UNAC: Stop Obama’s Syria War
“There’s no basis for it, whatsoever: it’s against international law, it’s against UN conventions, it’s illegal, immoral and has to be stopped,” said Marilyn Levin, of the United National Anti-War Coalition, which has organized demonstrations against President Obama’s planned attack on Syria. “What they’re trying to do is regime change, to get a government that is compliant with the United States.”
POP Rallies Against “Re-Run” of Iraq Attack
The People’s Organization for Progress rallied against Obama’s war plans, in Newark, New Jersey. “Our opposition is in line with the Black community, which I am certain would oppose another war,” said POP chairman Larry Hamm. “But, it’s also important to note that a majority of the people in the country oppose it. This whole situation seems to be a re-run of the prelude to the war in Iraq.”
March on Washington Commemoration an “Obscenity”
The 50th anniversary of the March on Washington “was a government-corporate affair, sponsored by Pepsi-Cola, Coca-Cola and everybody that could give Al Sharpton and the people that were organizing that march a check,” said veteran South Carolina activist and writer Kevin Alexander Gray. “It was a farce, it was an obscenity. The people were props. There was no demand on the administration,” said Gray. “Sharpton is the administration’s yard dog.”
Denied Mic, Dream Defender Says Youth are “Ready” to Challenge System
Philip Agnew, a leader of the Dream Defenders occupying Florida’s State Capital, circulated the speech he would have given to the March on Washington crowd if he and other young people had not been cut from the speakers list: “I’d tell you that millions of young people and queer people and poor people and people of color are asking, What do we do with all this anger, this fear, this disappointment? For 50 years we’ve wandered and wondered: Where are the youth? … Peace over profit, revolution over revenue, and all peace and power to the people! Just watch – we’re ready.”
Fast Food Workers Press for Living Wage
Fast food workers held job actions at 1,000 locations in 60 cities last week, demanding a $15 an hour living wage and union representation. “We think that the real people mooching off the system are the corporations,” said Kyle Kordsmeier, an organizer with the Interfaith Workers Network, in Memphis. “If we paid people a living wage, it would save us healthcare costs, welfare, food stamps. Ultimately, what we’re fight for is for them to pick up that tab. They’re the ones who are stealing our money.”

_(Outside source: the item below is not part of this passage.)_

PR #2428, opened 2023-03-13
revised aaa.m so mmax does not turn on Lawson

trefethen:
It has long bothered me that in the aaa code, specifying 'mmax', m is identical to specifying 'degree', m-1, and in particular, it turns on the Lawson iteration.  This is a problem since Lawson isn't (yet!) completely reliable.  

So I've made changes in the AAA code to separate mmax, which now doesn't turn on Lawson, from degree, which does.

White Power, Black Pain in New Orleans
According to a report by Loyola University law professor Bill Quigley on the state of New Orleans, the city “is whiter than it was when Katrina hit, there’s more renters; there are jobs, but they’ve moved out to the suburbs,” and Teach for America instructors “have taken the jobs of primarily African American teachers whose union was broken and replaced by charter schools.” New Orleans’ city hall, city council and school board are all controlled by whites, although Blacks comprise a “technical” majority of the population, said Quigley, whose report is titled “Katrina Pain Index: New Orleans Eight Years Later.”
Will Banks be Bailed-Out, or Depositors Bailed-in?
British and American banking officials are drawing up plans to treat large depositors in U.S. banks as “investors” whose funds might be seized – “bailed-in” – in a financial crisis. Dodd-Frank legislation prohibits bailouts of banks with taxpayer money. However, Left Business Observer editor Doug Henwood says: “It stretches credulity to think that this government would ever let big investors, big depositors, big bondholders take major hits in a banking crisis. I am utterly convinced they would find some way around this law and save the skins of the well-heeled.”
Tiny Eritrea Maintains Self-Reliance
Zimbabwe and Eritrea, a small country of 6 million people on the Red Sea, are the only nations in Africa that have avoided entanglement with the U.S. Africa Military Command, AFRICOM. Eritrea also refuses so-called foreign “aid” in favor of national self-reliance. “It was critical to build a self-reliant state” after 30 years of war for independence, said Simon Tesfamariam, an Eritrean-American activist and writer, speaking on Your World News. “If you look within your own resources, you’ll find a way to make it. But, all this is impossible without the unity of the Eritrean people.”